Optimistic and Multi-version Concurrency Control Practice Problems

For each of the following protocols, describe aspects of practical applications that would lead you to suggest using the protocol, and aspects that would suggest not using the protocol:¹
- Two-phase locking
- Optimistic concurrency control
- Multi-version using optimistic concurrency control
- Multi-version using two-phase locking
Explain the phantom read phenomenon. Why may this phenomenon lead to an incorrect concurrent execution despite the use of the two-phase locking protocol?²
There are some situations (like an audit of bank transactions) where we would want to perform time-travel queries. That is, run a query on the database as it existed at some point in the past. What protocol would we want out database to be using this in case?³
Give two examples of OLTP workloads, one where optimistic concurrency control would be appropriate and one where two-phase locking would be the better choice. What kind of concurrency control would be best-suited for a typical OLAP workload?⁴
Explain why the read-committed isolation level ensures that schedules are cascade-free.⁵

Footnotes:

Two-phase locking: Use for applications with a mix of different kinds of transactions where some conflicts are expected. If there are large read-only transactions, other protocols would do better. Also, if deadlocks must be avoided at all costs, the two-phase locking is not a good choice.
Optimistic concurrency control: If the probability that two concurrently executing transactions conflict is low, this protocol an be used advantageously to get better concurrency and good response times with lower overheads (especially on lower isolation levels where unrepeatable reads are allowed). Not suitable under high contention, when a lot of wasted work will be done.
Multi-version using OCC: Use if OCC is appropriate but it is desirable for read requests to never wait. Shares the other disadvantages of the OCC protocol.
Multi-version using two-phase locking: This protocol allows read-only transactions to always commit without ever waiting. Update transactions follow 2PL, thus allowing schedules with conflicts solved by waiting rather than roll back. But the problem of deadlocks comes back, though read-only transactions cannot get involved in them. Keeping multiple versions adds space and time overheads though, therefore plain 2PL may be preferable in low-conflict situations.
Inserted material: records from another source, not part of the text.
PR #444, opened 2026-09-17
Import an MCP Toolbox configuration into a semantic model

libei:
Adds `kcmd toolbox import <file|dir>`: reads an MCP Toolbox for Databases
configuration and reconstructs the semantic model its tools imply.

## Why it is not a one-to-one mapping

A Toolbox `tools.yaml` is a list of **callable things**. It has verbs and no
nouns — in the published quickstart the word `hotels` never appears as a thing,
only inside SQL, five times, as a table somebody happened to query. A semantic
model is a list of **things that are true**, with the callable surface derived
from them.

So the import cannot map verb to verb. It parses every statement and
reconstructs the nouns out of the SQL inside the verbs:

| in the configuration | in the model |
| --- | --- |
| a table named in any statement | an entity, bound to that table |
| a column attributed to a table | a field, `expression` = the column |
| a join equality in a `SELECT` | a relationship, oriented by the foreign key |
| an `INSERT`/`UPDATE`/`DELETE` tool | an action with a `sql` executor |
| the tool's `parameters` | action parameters, rebound to `@name`, carrying description / required / default |
| the DML target, verb and columns | the action's `affects` |
| the source's coordinates | the entity `source`, and the model's `deployment_target` one level up |
| a `SELECT` tool | nothing |

The last row is the point: a lookup over an entity is generated from the model,
not stored in it. The AlloyDB quickstart's four tools import to two actions and
three lookups nobody wrote, and `kcmd agent tools` lists all five.

## Notes on the mapping

`affects` is **derived, not trusted**. The Toolbox annotations say only
`destructive`; the statement says which table, which verb and which columns,
and `id` is excluded because the statement reads it to find the row rather than
changing it.

Positional placeholders are rebound **by index**, not by order of appearance —
the quickstart's `SET checkin_date = CAST($2 ...), checkout_date = CAST($3 ...)
WHERE id = $1` against parameters `hotel_id, checkin_date, checkout_date` would
otherwise bind the row's identity to a date.

Join direction is decided from evidence in the text: a column naming the other
table is the foreign-key side. Where nothing in the text decides it, the written
order is kept and a warning says so.

Parameter metadata rides on what #442 added, and the description is the string
that mattered — it is what the agent reads to decide what to put in the
argument, and it now reaches the derived tool listing verbatim. Toolbox's
`required` is nil-defaults-to-**true**, the opposite of how an absent flag
usually reads, so it is written out explicitly rather than passed on as an
ambiguity; a defaulted parameter states its default and not its necessity,
since push rejects `required: true` beside a `default`.

`deployment_target` is written from the source coordinates, which is what
separates a model that loads from a model that runs — kcmd asks for one before
it offers an agent any tool. A configuration naming two databases gets none and
a warning naming both.

## What a configuration cannot say

Reported as warnings rather than guessed at, because each is a real difference
between the formats and not an unfinished corner:

- **no primary key** — nothing states one; join columns are named as candidates
  and no key is written, since a wrong key is worse than an absent one
- **no value restriction on a parameter** — `allowedValues` is a rule about the
  argument, and a rule belongs in a constraint guarding the action, which the
  warning says; likewise a parameter filled from a verified claim imports as an
  ordinary one, which is a real loosening and is called out
- **no toolsets** — no construct for a named subset of the surface
- **no templated statements** — `templateParameters` are interpolated before the
  statement is prepared, so the blast radius cannot be declared ahead of the
  call; those tools are skipped
- **nothing non-SQL** — a tool wrapping an API has no statement to read an
  entity out of

A non-Google source (plain `postgres`, `mysql`) produces a model that loads,
validates and publishes to Knowledge Catalog but binds to no store. The import
says so at import time rather than leaving it to the first call.

## Tests

Both published Toolbox quickstart configurations are the fixtures, **unedited**,
so the tests say what a real configuration yields rather than what a
purpose-written one does. 30 tests cover the converter and assert the output
loads via `loadModels` and passes `validatePushRequirements`; 1003 pass across
the semantic suite.

`osi_schema.test.ts` skips the new fixture directory — those are converter input
in a foreign format, the way the OWL inputs are Turtle.


libei:
Closing unmerged. The MCP Toolbox import is not being pursued in this form; the Toolbox comparison work it came out of is recorded separately.

PR #447, opened 2026-09-19
docs(mdcode): record that Knowledge Catalog stores only one binding profile

libei:
fidelity.md is the authoritative map of what survives a push, but it covered only how a binding *prunes* the catalog view — never how many bindings the catalog can hold.

A model may define several physical realizations (one per binding profile), and `kcmd push --all-profiles` deploys a graph for each. The Knowledge Catalog leg does not fan out with it: it runs once, against the profile named by `--profile`, else the default binding (`commands.ts` KC leg). The KC emitter has no notion of a profile at all.

**Commit 1 — record the limit.**
- a **Binding profile** row in the round-trip matrix,
- **footnote 14**,
- a **"One binding, not all of them"** subsection under *To Knowledge Catalog*, which also records the consequence: entry ids are derived from logical names alone, with no profile component, so a second profile push reconciles the catalog to *that* binding rather than adding to it — `reconcileDeletions` deletes an entity or metric the new binding does not answer.

**Commit 2 — drop an orphaned footnote.** A stray paragraph in *To Knowledge Catalog* repeated footnote 11's vendor-dialect text verbatim under a `10` marker, while footnote 10 in the numbered list is "Logical (unbound) model" — which is what the `semantic-entity` matrix cell already resolves to. Dead text under a number that was taken. Footnote refs and definitions are now 1–14 with nothing dangling and nothing unreferenced.

Docs-only; no code or test changes.


libei:
@merr1988 — adding you as a reviewer on this one. (GitHub won't let me file a formal review request since you're not yet a collaborator on this repo, so flagging it here instead.)

Short version: `kcmd` supports several physical bindings per semantic model via binding profiles, and `push --all-profiles` deploys a graph for each — but Knowledge Catalog only ever stores **one** of them. This PR records that in `fidelity.md`, the page that maps what survives a push/pull, along with the consequence that successive profile pushes reconcile-and-delete rather than accumulate.

PR #448, opened 2026-09-19
feat(mdcode)!: trim the action command lines to what curation needs

libei:
`kcmd` is for curating a semantic model, not for dispatching its actions. The
action command lines had drifted into the second job, and this PR trims them
back to the first.

## What goes

Every flag that made `kcmd` behave like a runtime:

| Flag | Was on | Why it goes |
| --- | --- | --- |
| `--judge [model]` | `action-run`, `agent-tools` | Hires a Gemini model from a debugging CLI |
| `--judge-location <region>` | `action-run` | Configuration for a judge there is no longer |
| `--judge-reads-store` | `action-run` | A judge issuing SQL, from a CLI |

And one flag moves rather than goes — `--store`, to `profiles --print-store`
(below).

What is left on the three commands is two flags with no combinations between
them: `action-list` (`--profile`), `action-run` (`--arg`, `--profile`),
`agent-tools` (`--profile`). Across those three, six distinct flags over eight
command-flag pairs becomes two over four; `profiles` gains two.

## `--store` moves and is renamed

`action-list --store` printed where a run would land and exited, suppressing
the listing entirely — a mode flag on a listing command, wearing the name of a
target flag. Nothing on any `kcmd` command line selects a store: `--profile`
picks a binding, and the binding's deployment target decides where writes land.
So a flag called `--store` that takes no value and only prints is one you have
to run before you can tell which direction it goes.

It becomes `kcmd profiles --print-store` — the command that owns bindings, under
a name that says which way it points. Output is byte-identical, so the demo's
setup script changes only the command it calls:

```bash
IFS=/ read -r PROJECT INSTANCE DATABASE <<<"$(kcmd profiles --print-store)"
```

`profiles` also gains `--profile [name]`, which narrows the report to one
profile and is what picks the store `--print-store` prints; without it the move
would drop what `action-list --store --profile alloydb` already did. Naming a
profile the model does not declare exits 1, because an empty report reads as
"this profile withholds nothing" — the opposite of what a typo means.

`profiles` had no flags and no section in `reference.md`; it now has both.

## Flat verbs

`action <command> [name]` and `agent <command>` become `action-list`,
`action-run` and `agent-tools`. cac has no nested subcommands, so the space
form was a positional verb dispatched by hand — the same shape `owl <action>
<file>` still has, and it was being paid for in the help text: five of the six
flags on `action` ended in a parenthetical naming which subcommand they applied
to, which is cac's flag-to-command binding rewritten in English and enforced by
nobody. `kcmd action list --judge-reads-store` parsed clean.

Flat verbs give each command its own flags, its own `--help`, and a misspelling
caught by the parser rather than by a hand-written `if` forty lines into
`commands.ts`.

## What `action-run` does now

It binds the arguments, opens one transaction, applies the statements. Before
it writes, it names the guards it is passing over, so nobody reads a committed
write as a checked one:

The phantom phenomenon arises when, due to an insertion or deletion, two transactions logically conflict despite not locking any data items in common. The insertion case is described in the book. Deletion can also lead to this phenomenon. Suppose \(T_i\) deletes a tuple from a relation while \(T_j\) scans the relation. If \(T_i\) deletes the tuple and then \(T_j\) reads the relation, \(T_i\) should be serialized before \(T_j\). Yet there is no tuple that both \(T_i\) and \(T_j\) conflict on. An application of 2PL as just locking the accessed tuples in a relation could be incorrect. There is also an index or a relation data that has information about the tuples in the relation. This information is read by any transaction that scans the relation and modified by transactions that update, or insert into, or delete from the relation. Hence locking must also be performed on the index or relation data, and this will avoid the phantom phenomenon.

Multi-versioning is a good protocol to support time-travel queries, as it efficiently structures and maintains multiple previous versions of database objects.

⁴

OCC would be appropriate for an OLTP workload where users are updating their account information. Transactions would involve disjoint data (i.e., separate user accounts), and thus conflicts would be rare. For an OLTP workload of bank transactions between different accounts, 2PL would be a better choice. The same account could have multiple simultaneous transfers, and so conflicts could be more common. Since OLAP queries are typically read-only, OCC would be a good choice.

⁵

The read-committed isolation level ensures that a transaction reads only the committed data. A transaction \(T_i\) cannot read a data item \(X\) which has been modified by a yet uncommitted concurrent transaction \(T_j\). This makes \(T_i\) independent of the success or failure of \(T_j\). Hence, the schedules which follow read-committed isolation level become cascade-free.